The life expectancy of individuals with haemophilia was close to that of the general population in the early 1980s. Since then, life expectancy has decreased, due to transfusion-transmitted virus infections. Deaths in individuals with haemophilia were investigated by analysing 2450 records from the Canadian Hemophilia Registry, for the years 1980-1995. Deaths were tabulated by age, year and cause, and compared with that of the Canadian male population by calculating standardized mortality ratios (SMRs). The median life expectancy at 1 year of age was calculated for various subpopulations and the impact of various population characteristics was assessed by survival regression modelling. There were 359 deaths and the annual number of deaths increased significantly after 1986. Risk factors were seropositivity to human immunodeficiency virus (relative risk 16.7, 95% CI 11.1-25.1), severe haemophilia (1.9, 1.3-2.7) and moderate haemophilia (1.8, 1.2-2.6). In HIV antibody negative individuals, the overall death rate was not increased (SMR 0.9, 95% CI 0.7-1.1) and only haemorrhage was significantly increased. In HIV antibody positive individuals, causes of death which were significantly increased were acquired immunodeficiency syndrome, liver failure, haemorrhage, lymphoma, liver cancer, nonspecific infections, and trauma or violence. Deaths due to the acquired immunodeficiency syndrome accounted for only 66% of the excess deaths in individuals who were HIV antibody positive. Life expectancy has markedly decreased since the onset of the HIV epidemic. The impact of HIV is underestimated by considering only deaths due to the acquired immunodeficiency syndrome; other HIV-linked causes need also to be considered.

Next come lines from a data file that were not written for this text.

PR #958, opened 2019-09-03
Add a spec to document /messages URL validation

benthorner:
Previously the URL validation for messages wasn't clear for someone testing the API. This makes the validation explicit and may help future developers.


benthorner:
Oops - finally added that to my global ignore file!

20世纪80年代初,血友病患者的预期寿命与普通人群相近。从那时起,由于输血传播病毒感染,预期寿命有所下降。通过分析加拿大血友病登记处1980 - 1995年的2450份记录,对血友病患者的死亡情况进行了调查。按年龄、年份和死因列出死亡人数,并通过计算标准化死亡率(SMR)与加拿大男性人口的死亡率进行比较。计算了不同亚人群1岁时的中位预期寿命,并通过生存回归模型评估了各种人口特征的影响。共有359人死亡,1986年后每年的死亡人数显著增加。危险因素包括人类免疫缺陷病毒血清阳性(相对风险16.7,95%可信区间11.1 - 25.1)、重度血友病(1.9,1.3 - 2.7)和中度血友病(1.8,1.2 - 2.6)。在HIV抗体阴性的个体中,总体死亡率没有增加(SMR 0.9,95%可信区间0.7 - 1.